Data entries
PR #12681, opened 2019-10-31
Ghosts can browse though paper bundles.

### LINKED ISSUE #3090: Ghosts [obviously] can't turn pages in bundled papers
They need to have the paper in their active hand. Ghosts do not have hands.
Result: ghosts can only read the first page in bundled papers. It'd be swell if we could have a feature that would let ghosts access all the other pages. It should be visible only to them, of course, as we do not want ghosts to interact with the real world.
And yes, let's not forget that humans should still have to turn the pages physically, so no magical page-turning with hands cuffed.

- TASK TO COMPLETE: Respond with the exact lines running from the one that contains "Result: ghosts can" through the last line of the data above, and no other lines.

- ANSWER:
Result: ghosts can only read the first page in bundled papers. It'd be swell if we could have a feature that would let ghosts access all the other pages. It should be visible only to them, of course, as we do not want ghosts to interact with the real world.
And yes, let's not forget that humans should still have to turn the pages physically, so no magical page-turning with hands cuffed.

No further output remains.